Now, do you want it more precisely? It's not all that difficult, and
it's no black magic. When you feed an amp with 13.8V, the peak RF
voltage the transistor can produce is a little less than 13.8V, because
of its saturation voltage. How much, depends on its characteristics, and
how you are using it. At higher frequency, the saturation voltage is
higher too. But let's take 1 Volt, which is typical. So the peak RF
voltage is 12.8, and between the collectors of a push-pull stage, it's
twice that, or 25.6V. And since the RMS voltage is 0.707 of the peak, we
have 18.1V RMS between collectors.
You want 100 watts. Since W = V * A, we need 100/18.1 = 5.52 amperes of
RF through the transformer primary. And by Ohm's law, 18.1 V divided by
5.52 A is 3.28 Ohm. That's the real output impedance of this stage. And
the discrepancy with the 3.8 Ohm given by the simplified formula is
simply because that formula assumes the transistors are perfect,
saturating at zero Volt! Plug in 12.8V instead of 13.8V in that simple
formula, and you will get the correct result, as long as your
transistors really saturate at 1V.
All this is for linear service. If you are willing to distort the
envelope of teh signal, then you will be driving the transistors into
saturation, resulting in the RMS voltage being more than 0.707 times the
peak. Up to 0.9 would be typical, at lower frequencies. This will make
the output impedance higher, for a given power and voltage. Or expressed
the other way around, a 100 watt, 13.8V amplifier like those used in
almost all our modern HF radios can deliver only those 100 watts in
linear service, but if overdriven will produce up to about 160 watts on
the lower bands, at the same impedance levels, but with severe
distortion (the splatter will make you famous if you do this).

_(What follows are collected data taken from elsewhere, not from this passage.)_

PR #15690, opened 2019-10-15
Add !important font weights, fixes #15689

### LINKED ISSUE #15689: Font weight issue when using with some frameworks
Initial bug in quasar framework
https://github.com/quasarframework/quasar/issues/5191

In that case it can be fixed with !important modifier for font-weight in .fas class (and other generic classes).

FragsterAt:
I understand that:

Input impedance cannot be calculated as simply. A good practical
assumption is that it's about the same as the collector impedance! That
is, as long as the transistors don't have internal impedance matching.
VHF transistors often do, and then the input impedance is higher. And
the input impedance of non-ballasted transistors is lower, but
non-ballasted RF power transistors are pretty much an extinct species
today. They weren't fit for survival in the wild.
Anyway, this gives just the magnitude of the input impedance. Its phase
angle can easily be off by as much as 60 degrees, to either side. A
typical transistor will have inductive input impedance at some
frequencies, and capacitive at others. That's why most designers choose
to swamp the bases with low value resistors. That gives a more
predictable impedance into which to design the drive transformer and the
feedback network, and also adds a lot of stability, at the cost of some
gain.
By the way: Often it's a good technique to design the input transformer
to work basically into the reflected impedance of the feedback network,
and then add the transistors almost as an afterthought! If the feedback
network impedance is low enough, this works like a charm.
The output impedance also has reactive components, but they tend to
become really important only when the transistor is operated in the
higher part of its frequency range.
> I have an ENI circuit using
> TH430 transistors with 4:1 input and output transformers, the EB-63
> circuit based on MRF 454s uses 16:1 transformers.
If the two are of roughly the same power level and supply voltage, then
of course you got something wrong there. Perhaps one is talking about
turns ratio, and the other about impedance ratio? A turns ratio of 4:1
yields an impedance ratio of 16:1. And that's indeed the correct ratio
to use for a 100 watt push-pull stage running from 13.8 volt. It will
transform 50 ohms into 3.125 ohms, very close to the output impedance of
such a transistor pair, and the base-to-base impedance will also be
close enough to that.
> What transistor parameters influence transformer design?
All of them! ;-)
Kidding aside: For an HF broadband stage, you can pretty much do a
design based on the power level and supply voltage, and then pick some
transistors and plug them in. At VHF and higher, and generally for
resonant designs, it's important to pay closer attention to the specific
transistor's characteristics. The manufacturers usually give at least
some information about the impedances of their devices over the intended
operational range.
Manfred.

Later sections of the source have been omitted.